= Isua Akoko =

Town in Ondo State, Nigeria

Isua is the capital town of Akoko South-east Local Government of Ondo State, Nigeria.

The ancestral origins of Isua Akoko are mixed of Yoruba and Benin traditional and cultural influences in historic similarity and values amongst both Yoruba and the Benin people.

With a land topography of highland and lowland, we have Isua Oke and Isua Ile which simply means the Isua settlers of the highland and the Isua settlers of the lowland. Isua speaks the Uhami dialects that is most similar to the Edo town closer to them and Isua has different languages that is mostly understood by the people with slight differences in pronunciation.

Isua Akoko is a town located in the Akoko South East Local Government Area of Ondo State, Nigeria. It serves as the headquarters for this local government area. Here are some key points about Isua Akoko:

==Geography==
The landscape around Isua Akoko includes a mix of savannah and lowland forest, with an annual rainfall ranging significantly between 8 and 150 cm and an average temperature between 28 and 35 °C.

Isua Akoko experiences the typical tropical savanna climate of the northern Ondo region, with a long rainy season and moderate to high rainfall. Temperatures stay warm year-round, with a dry season extending from November to March.

==Cultural Background==
Isua Akoko has a unique cultural fluidity due to its divergent origins, with migrations from both Yoruba and Edo regions influencing its social relations, particularly in aspects like marriage, widowhood, and age-grade systems. This cultural mix sets it apart from the typical Yoruba cultural identity in terms of social relations.

===Industrial Potential===
The area is noted for its clay deposits, which have been analyzed for industrial applications such as ceramics, refractories, and pharmaceuticals, due to the high silica and alumina content.

=== Education ===
Akoko, including Isua, is known for its educational prowess, with the region being a home to many professors and educational institutions.

==Security==
There have been mentions of security issues in the past, like the arrest of a suspected Boko Haram member in the vicinity, indicating vigilance by local security forces.

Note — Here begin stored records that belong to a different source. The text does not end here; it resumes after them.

PR #341, opened 2022-03-28
Install icons to hicolor

rmnscnce:
This PR installs the 512x512 Waydroid icon into the standard Freedesktop.org `hicolor` fallback icon theme. This enables the use of icon names in the `.desktop` file, as exhibited in a commit inside this PR.

In addition, the location of the icon has been moved into a more organized place. Changes necessary to keep the app from breaking has been done.

### DIFF
--- a/Makefile
+++ b/Makefile
@@ -8,6 +8,7 @@ WAYDROID_DIR := $(PREFIX)/lib/waydroid
 BIN_DIR := $(PREFIX)/bin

==Community and Governance==
Isua Akoko has a traditional governance system where only members of the royal Odovia family can be crowned king, with the king residing in Isua Oke.

==Agricultural and Economic Activities==
Like many Nigerian rural areas, agriculture plays a significant role in the local economy, with the terrain around Isua Akoko being rocky, suitable for certain crops and livestock.

Isua Akoko's strategic location and cultural uniqueness make it an interesting study in the amalgamation of different cultural influences within Nigeria's diverse ethnic landscape.